* Data extract

PR #817, opened 2019-04-19
Fix typo lf config usage

Fl0-0:
Fix typo: `q <divisor>   Manually set divisor. 88-> 134KHz, 95-> 125 Hz`


marshmellow42:
Thanks

PR #822, opened 2019-05-14
Add: new option 'd' in 'hf mf ekeyprn' to create dumpkeys.bin from emulator memory

pwpiwi:
... and whitespace fixes


Fl0-0:
Great !

PR #348, opened 2024-08-02
Update install instructions for OpenShift 4.15 and Cilium kube-proxy-free mode

simu:
* Bump OpenShift and K8s versions in cloudscale, OpenStack and vSphere instructions
* Add steps to allow control plane bootstrap to complete with Cilium in kube-proxy-free mode


bastjan (approved):
I like the added "wait for CRD" 😊

PR #350, opened 2024-08-09
Document how to configure cluster-scoped ArgoCD instances

HappyTetrahedron:
Is this sufficient? Let me know if I should be more thorough.


simu (approved):
This looks fine, I don't think it needs more details since it's intended for us

PR #353, opened 2024-09-10
Fix and improve Exoscale install documentation

HappyTetrahedron:


docs/modules/ROOT/pages/how-tos/exoscale/install.adoc
```diff
@@ -292,7 +302,6 @@ module "cluster" {
 EOF
 terraform apply -target "module.cluster.module.lb.module.hiera"
 ----
-
```
simu, line 295: Is this blank line deletion intentional? Doesn't this break the next bullet point?

simu (approved):

docs/modules/ROOT/pages/how-tos/exoscale/install.adoc
HappyTetrahedron: oh damn, nice find! no, wasn't intentional.

PR #355, opened 2024-10-09
Folder with infraID is created automatically by the installer

haasad:
https://docs.openshift.com/container-platform/4.15/installing/installing_vsphere/installation-config-parameters-vsphere.html#installation-config-parameters-vsphere

From the docs:
 > Optional: The absolute path of an existing folder where the user creates the virtual machines, for example, /<datacenter_name>/vm/<folder_name>/<subfolder_name>. If you do not provide this value, the installation program creates a top-level folder in the datacenter virtual machine folder that is named with the infrastructure ID.


simu (commented):
I'd like having a NOTE which says that there's an optional parameter `folder` that can be used to install the cluster in a predefined folder.

haasad:
I added a note. On Monday I tried unsuccessfully to use a folder with the project syn ID instead of the default vsphere infra ID, but I'm sure it could be achieved.

PR #365, opened 2024-11-15
Update Cloudscale install documentation to enable machine-api provider

HappyTetrahedron:
I imagine at some point we'll update the openshift4-terraform defaults for cloudscale to have infra and worker counts of 0. For now, though, I assume that this is not the case and have the install instructions explicitly leave an override in.

Once we're fully migrated, we will probably also have the machine-api-provider-cloudscale component enabled and configured by default, and that step will be superfluous as well. (There's a small bootstrapping snag here: the component config tries to access the ignition CA from the openshift4-terraform config. On the very first catalog compile, that isn't there. But I'm sure we can work around that once we get that far.)


docs/modules/ROOT/partials/install/bootstrap-nodes.adoc
```diff
@@ -122,16 +148,58 @@ kubectl taint no -l node-role.kubernetes.io/master node.cloudprovider.kubernetes
...
+for fqdn in "${LB_FQDNS[@]}"; do
+  ssh "${fqdn}" sudo puppetctl run
+done
+----
+
+. Scale up the infra and worker machinesets
++
+[source,bash]
+----
+INFRA_NODES=3 # adjust to desired number of infra nodes
```
simu, line 179: This should be 4 I think

```suggestion
INFRA_NODES=4 # adjust to desired number of infra nodes
```

docs/modules/ROOT/partials/install/bootstrap-nodes.adoc
```diff
@@ -146,15 +201,7 @@ done && echo -e "\nCilium config updated"
 kubectl -n cilium rollout restart ds/cilium
 ----
 
-. Review and merge the LB hieradata MR (listed in Terraform output `hieradata_mr`) and run Puppet on the LBs after the deploy job has completed
```
simu, line 149: This step can't be deleted unconditionally, it's required to ensure that the Puppet LBs have a correct configuration for the ingress backends.

Additionally, we probably need a replacement step for cloudscale which somehow sets the infra node IPs as ingress backends since Terraform doesn't have those IPs anymore.

docs/modules/ROOT/partials/install/bootstrap-nodes.adoc
```diff
@@ -98,6 +98,32 @@ terraform apply
 
 ifeval::["{provider}" == "cloudscale"]
 . Add the DNS records for etcd shown in output variable `dns_entries` from the previous step to the cluster's parent zone
+
+. Apply the manifests for the cloudscale machine-api provider
++
+[source,bash,subs="attributes+"]
+----
+cat ../machine-api-provider-cloudscale/00_secrets.yaml  | yq '(select(document_index==0) | .stringData.token) = "'$(vault kv get -format=json clusters/kv/${TENANT_ID}/${CLUSTER_ID}/cloudscale/ | jq -r .data.data.token)'" ' | kubectl apply -f -
```
simu, line 106: This could be the following:

```suggestion
kapitan refs --reveal --refs-path ../../refs ../machine-api-provider-cloudscale/00_secrets.yaml | kubectl apply -f -
```

docs/modules/ROOT/partials/install/bootstrap-nodes.adoc
HappyTetrahedron: It's not deleted, I just shuffled it around. It should be further up now.

docs/modules/ROOT/partials/install/bootstrap-nodes.adoc
HappyTetrahedron: Oh, TIL

docs/modules/ROOT/partials/install/bootstrap-nodes.adoc
```diff
@@ -132,6 +163,30 @@ terraform apply
 popd
 ----
 
+. Review and merge the LB hieradata MR (listed in Terraform output `hieradata_mr`) and run Puppet on the LBs after the deploy job has completed
```
simu, line 166: This won't be sufficient for cloudscale anymore, since this also ensures that the ingress backends are set to the infra node IPs. This isn't done anymore for cloudscale since we set `infra_count=0` and we'll need a replacement step after scaling up the infra nodes which sets their IPs in the hieradata so that the ingress HAProxy config has backends.

docs/modules/ROOT/partials/install/bootstrap-nodes.adoc
```diff
@@ -146,15 +201,27 @@ done && echo -e "\nCilium config updated"
...
+ifeval::["{provider}" == "cloudscale"]
+. Add Infra Node IPs to LB Hieradata
 +
 [source,bash]
 ----
-for fqdn in "${LB_FQDNS[@]}"; do
-  ssh "${fqdn}" sudo puppetctl run
-done
-----
+git clone git@git.vshn.net:appuio/appuio_hieradata.git
```
HappyTetrahedron, line 209: The terraform checkout of this repo uses the project bot user via https,  and trying to do anything in it asks for the bot's password, which is annoying to script for.
I may be missing something. But I found it easier to just re-clone with ssh...

simu: You could maybe do something like

```
git remote add origin-git git@git.vshn.net:appuio/appuio-hieradata.git
```

in the Terraform checkout and then

```
git push origin-git master
```

but that's not easier than just cloning the repo again.

simu (approved):

docs/modules/ROOT/partials/install/bootstrap-nodes.adoc
HappyTetrahedron: yeah... plus, in my local directory the terraform-managed checkout wasn't in a clean state. Whether that was a result of me doing things wrong or a normal possibility, I'm not sure. But a fresh clone certainly never has issues with unclean git trees...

* Directions for this task
Your answer should be a single number: the count of lines above that contain the word "point".

* Output for this exercise
2